▸ **Source data**
════════════════════

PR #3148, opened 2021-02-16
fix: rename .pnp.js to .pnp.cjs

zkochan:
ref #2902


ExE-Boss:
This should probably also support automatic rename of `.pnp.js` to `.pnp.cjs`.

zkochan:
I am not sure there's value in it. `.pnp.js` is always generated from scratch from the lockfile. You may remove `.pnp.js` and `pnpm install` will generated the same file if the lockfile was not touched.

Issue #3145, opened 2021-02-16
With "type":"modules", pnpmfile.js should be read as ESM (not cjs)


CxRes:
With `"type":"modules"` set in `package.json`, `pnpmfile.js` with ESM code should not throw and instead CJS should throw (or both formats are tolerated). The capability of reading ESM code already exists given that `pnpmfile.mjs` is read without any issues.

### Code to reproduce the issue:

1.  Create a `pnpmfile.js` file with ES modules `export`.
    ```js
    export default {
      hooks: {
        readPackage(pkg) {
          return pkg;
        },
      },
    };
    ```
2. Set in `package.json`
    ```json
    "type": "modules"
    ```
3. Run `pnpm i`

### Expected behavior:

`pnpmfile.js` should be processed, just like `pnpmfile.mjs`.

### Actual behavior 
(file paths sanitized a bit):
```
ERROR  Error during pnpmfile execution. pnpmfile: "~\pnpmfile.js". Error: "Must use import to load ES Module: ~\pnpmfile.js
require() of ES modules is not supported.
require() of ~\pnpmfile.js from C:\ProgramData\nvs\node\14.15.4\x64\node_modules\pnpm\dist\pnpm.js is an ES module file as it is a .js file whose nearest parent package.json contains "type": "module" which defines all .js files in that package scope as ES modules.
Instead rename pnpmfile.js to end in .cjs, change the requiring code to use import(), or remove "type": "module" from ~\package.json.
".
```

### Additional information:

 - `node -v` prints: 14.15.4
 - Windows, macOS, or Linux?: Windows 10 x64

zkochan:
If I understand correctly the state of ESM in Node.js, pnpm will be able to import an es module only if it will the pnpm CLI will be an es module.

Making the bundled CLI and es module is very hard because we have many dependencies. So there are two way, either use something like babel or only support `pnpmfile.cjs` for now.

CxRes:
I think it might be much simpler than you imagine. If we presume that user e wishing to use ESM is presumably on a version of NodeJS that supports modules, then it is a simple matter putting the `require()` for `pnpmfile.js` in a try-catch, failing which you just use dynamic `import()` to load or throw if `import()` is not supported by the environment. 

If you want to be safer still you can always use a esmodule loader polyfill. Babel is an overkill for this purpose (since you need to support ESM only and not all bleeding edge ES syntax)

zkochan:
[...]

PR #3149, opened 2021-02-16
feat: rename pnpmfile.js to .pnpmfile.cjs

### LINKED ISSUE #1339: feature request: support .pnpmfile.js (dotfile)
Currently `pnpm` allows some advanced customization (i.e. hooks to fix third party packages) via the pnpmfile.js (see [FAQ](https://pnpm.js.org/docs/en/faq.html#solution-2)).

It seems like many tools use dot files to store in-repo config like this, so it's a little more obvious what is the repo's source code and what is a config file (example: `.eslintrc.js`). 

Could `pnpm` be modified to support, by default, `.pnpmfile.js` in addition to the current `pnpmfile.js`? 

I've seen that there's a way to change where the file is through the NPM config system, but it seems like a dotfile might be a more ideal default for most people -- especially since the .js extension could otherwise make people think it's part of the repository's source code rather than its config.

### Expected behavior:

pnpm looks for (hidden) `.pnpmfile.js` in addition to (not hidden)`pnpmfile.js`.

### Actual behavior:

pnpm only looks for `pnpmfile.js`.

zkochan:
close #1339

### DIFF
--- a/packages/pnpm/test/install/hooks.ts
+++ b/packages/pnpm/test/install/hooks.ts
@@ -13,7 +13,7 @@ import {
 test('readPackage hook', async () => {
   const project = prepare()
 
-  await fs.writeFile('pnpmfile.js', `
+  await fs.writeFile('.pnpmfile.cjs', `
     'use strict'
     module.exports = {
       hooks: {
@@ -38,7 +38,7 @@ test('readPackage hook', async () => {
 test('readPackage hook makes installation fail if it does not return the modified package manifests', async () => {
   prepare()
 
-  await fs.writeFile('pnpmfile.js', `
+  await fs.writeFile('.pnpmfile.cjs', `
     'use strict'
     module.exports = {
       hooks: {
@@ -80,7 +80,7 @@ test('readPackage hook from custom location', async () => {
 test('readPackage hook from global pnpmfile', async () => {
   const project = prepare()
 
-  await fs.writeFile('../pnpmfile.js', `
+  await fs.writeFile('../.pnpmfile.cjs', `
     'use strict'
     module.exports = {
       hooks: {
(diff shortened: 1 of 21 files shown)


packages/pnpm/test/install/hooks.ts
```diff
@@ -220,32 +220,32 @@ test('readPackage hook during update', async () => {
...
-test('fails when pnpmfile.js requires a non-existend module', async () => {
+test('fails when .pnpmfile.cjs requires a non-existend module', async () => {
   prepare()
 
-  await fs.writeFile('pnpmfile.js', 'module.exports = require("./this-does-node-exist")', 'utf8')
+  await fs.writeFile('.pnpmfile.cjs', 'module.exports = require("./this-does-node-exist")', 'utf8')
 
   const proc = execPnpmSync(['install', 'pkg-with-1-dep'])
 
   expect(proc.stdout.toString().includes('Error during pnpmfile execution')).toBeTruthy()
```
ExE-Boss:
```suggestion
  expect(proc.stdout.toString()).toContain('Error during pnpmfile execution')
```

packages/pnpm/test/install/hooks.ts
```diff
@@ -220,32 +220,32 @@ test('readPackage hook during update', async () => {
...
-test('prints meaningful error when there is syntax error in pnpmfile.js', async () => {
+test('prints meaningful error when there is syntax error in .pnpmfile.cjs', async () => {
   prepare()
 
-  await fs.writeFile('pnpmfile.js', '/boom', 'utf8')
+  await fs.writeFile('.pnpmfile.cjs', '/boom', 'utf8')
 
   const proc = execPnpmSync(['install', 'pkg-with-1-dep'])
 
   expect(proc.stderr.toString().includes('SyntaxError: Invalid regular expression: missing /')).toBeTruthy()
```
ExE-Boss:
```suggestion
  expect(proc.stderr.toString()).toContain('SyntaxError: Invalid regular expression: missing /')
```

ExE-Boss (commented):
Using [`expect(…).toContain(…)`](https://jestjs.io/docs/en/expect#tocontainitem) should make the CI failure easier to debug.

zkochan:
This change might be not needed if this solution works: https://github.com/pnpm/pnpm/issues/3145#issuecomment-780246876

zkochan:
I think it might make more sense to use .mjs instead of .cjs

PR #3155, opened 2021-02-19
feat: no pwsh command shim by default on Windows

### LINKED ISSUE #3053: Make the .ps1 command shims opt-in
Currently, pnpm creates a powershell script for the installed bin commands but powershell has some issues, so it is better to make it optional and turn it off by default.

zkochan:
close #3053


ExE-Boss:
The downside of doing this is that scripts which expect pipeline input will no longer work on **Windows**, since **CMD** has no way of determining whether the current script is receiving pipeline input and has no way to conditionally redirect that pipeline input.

════════════════════

▸ **What is being asked**
Output a faithful copy of every entry, keeping each line as written.

▸ **Task answer**
PR #3148, opened 2021-02-16
fix: rename .pnp.js to .pnp.cjs

zkochan:
ref #2902


ExE-Boss:
This should probably also support automatic rename of `.pnp.js` to `.pnp.cjs`.

zkochan:
I am not sure there's value in it. `.pnp.js` is always generated from scratch from the lockfile. You may remove `.pnp.js` and `pnpm install` will generated the same file if the lockfile was not touched.

Issue #3145, opened 2021-02-16
With "type":"modules", pnpmfile.js should be read as ESM (not cjs)


CxRes:
With `"type":"modules"` set in `package.json`, `pnpmfile.js` with ESM code should not throw and instead CJS should throw (or both formats are tolerated). The capability of reading ESM code already exists given that `pnpmfile.mjs` is read without any issues.

### Code to reproduce the issue:

1.  Create a `pnpmfile.js` file with ES modules `export`.
    ```js
    export default {
      hooks: {
        readPackage(pkg) {
          return pkg;
        },
      },
    };
    ```
2. Set in `package.json`
    ```json
    "type": "modules"
    ```
3. Run `pnpm i`

### Expected behavior:

`pnpmfile.js` should be processed, just like `pnpmfile.mjs`.

### Actual behavior 
(file paths sanitized a bit):
```
ERROR  Error during pnpmfile execution. pnpmfile: "~\pnpmfile.js". Error: "Must use import to load ES Module: ~\pnpmfile.js
require() of ES modules is not supported.
require() of ~\pnpmfile.js from C:\ProgramData\nvs\node\14.15.4\x64\node_modules\pnpm\dist\pnpm.js is an ES module file as it is a .js file whose nearest parent package.json contains "type": "module" which defines all .js files in that package scope as ES modules.
Instead rename pnpmfile.js to end in .cjs, change the requiring code to use import(), or remove "type": "module" from ~\package.json.
".
```

### Additional information:

 - `node -v` prints: 14.15.4
 - Windows, macOS, or Linux?: Windows 10 x64

zkochan:
If I understand correctly the state of ESM in Node.js, pnpm will be able to import an es module only if it will the pnpm CLI will be an es module.

Making the bundled CLI and es module is very hard because we have many dependencies. So there are two way, either use something like babel or only support `pnpmfile.cjs` for now.

CxRes:
I think it might be much simpler than you imagine. If we presume that user e wishing to use ESM is presumably on a version of NodeJS that supports modules, then it is a simple matter putting the `require()` for `pnpmfile.js` in a try-catch, failing which you just use dynamic `import()` to load or throw if `import()` is not supported by the environment. 

If you want to be safer still you can always use a esmodule loader polyfill. Babel is an overkill for this purpose (since you need to support ESM only and not all bleeding edge ES syntax)

zkochan:
[...]

PR #3149, opened 2021-02-16
feat: rename pnpmfile.js to .pnpmfile.cjs

### LINKED ISSUE #1339: feature request: support .pnpmfile.js (dotfile)
Currently `pnpm` allows some advanced customization (i.e. hooks to fix third party packages) via the pnpmfile.js (see [FAQ](https://pnpm.js.org/docs/en/faq.html#solution-2)).

It seems like many tools use dot files to store in-repo config like this, so it's a little more obvious what is the repo's source code and what is a config file (example: `.eslintrc.js`). 

Could `pnpm` be modified to support, by default, `.pnpmfile.js` in addition to the current `pnpmfile.js`? 

I've seen that there's a way to change where the file is through the NPM config system, but it seems like a dotfile might be a more ideal default for most people -- especially since the .js extension could otherwise make people think it's part of the repository's source code rather than its config.

### Expected behavior:

pnpm looks for (hidden) `.pnpmfile.js` in addition to (not hidden)`pnpmfile.js`.

### Actual behavior:

pnpm only looks for `pnpmfile.js`.

zkochan:
close #1339

### DIFF
--- a/packages/pnpm/test/install/hooks.ts
+++ b/packages/pnpm/test/install/hooks.ts
@@ -13,7 +13,7 @@ import {
 test('readPackage hook', async () => {
   const project = prepare()
 
-  await fs.writeFile('pnpmfile.js', `
+  await fs.writeFile('.pnpmfile.cjs', `
     'use strict'
     module.exports = {
       hooks: {
@@ -38,7 +38,7 @@ test('readPackage hook', async () => {
 test('readPackage hook makes installation fail if it does not return the modified package manifests', async () => {
   prepare()
 
-  await fs.writeFile('pnpmfile.js', `
+  await fs.writeFile('.pnpmfile.cjs', `
     'use strict'
     module.exports = {
       hooks: {
@@ -80,7 +80,7 @@ test('readPackage hook from custom location', async () => {
 test('readPackage hook from global pnpmfile', async () => {
   const project = prepare()
 
-  await fs.writeFile('../pnpmfile.js', `
+  await fs.writeFile('../.pnpmfile.cjs', `
     'use strict'
     module.exports = {
       hooks: {
(diff shortened: 1 of 21 files shown)


packages/pnpm/test/install/hooks.ts
```diff
@@ -220,32 +220,32 @@ test('readPackage hook during update', async () => {
...
-test('fails when pnpmfile.js requires a non-existend module', async () => {
+test('fails when .pnpmfile.cjs requires a non-existend module', async () => {
   prepare()
 
-  await fs.writeFile('pnpmfile.js', 'module.exports = require("./this-does-node-exist")', 'utf8')
+  await fs.writeFile('.pnpmfile.cjs', 'module.exports = require("./this-does-node-exist")', 'utf8')
 
   const proc = execPnpmSync(['install', 'pkg-with-1-dep'])
 
   expect(proc.stdout.toString().includes('Error during pnpmfile execution')).toBeTruthy()
```
ExE-Boss:
```suggestion
  expect(proc.stdout.toString()).toContain('Error during pnpmfile execution')
```

packages/pnpm/test/install/hooks.ts
```diff
@@ -220,32 +220,32 @@ test('readPackage hook during update', async () => {
...
-test('prints meaningful error when there is syntax error in pnpmfile.js', async () => {
+test('prints meaningful error when there is syntax error in .pnpmfile.cjs', async () => {
   prepare()
 
-  await fs.writeFile('pnpmfile.js', '/boom', 'utf8')
+  await fs.writeFile('.pnpmfile.cjs', '/boom', 'utf8')
 
   const proc = execPnpmSync(['install', 'pkg-with-1-dep'])
 
   expect(proc.stderr.toString().includes('SyntaxError: Invalid regular expression: missing /')).toBeTruthy()
```
ExE-Boss:
```suggestion
  expect(proc.stderr.toString()).toContain('SyntaxError: Invalid regular expression: missing /')
```

ExE-Boss (commented):
Using [`expect(…).toContain(…)`](https://jestjs.io/docs/en/expect#tocontainitem) should make the CI failure easier to debug.

zkochan:
This change might be not needed if this solution works: https://github.com/pnpm/pnpm/issues/3145#issuecomment-780246876

zkochan:
I think it might make more sense to use .mjs instead of .cjs

PR #3155, opened 2021-02-19
feat: no pwsh command shim by default on Windows

### LINKED ISSUE #3053: Make the .ps1 command shims opt-in
Currently, pnpm creates a powershell script for the installed bin commands but powershell has some issues, so it is better to make it optional and turn it off by default.

zkochan:
close #3053


ExE-Boss:
The downside of doing this is that scripts which expect pipeline input will no longer work on **Windows**, since **CMD** has no way of determining whether the current script is receiving pipeline input and has no way to conditionally redirect that pipeline input.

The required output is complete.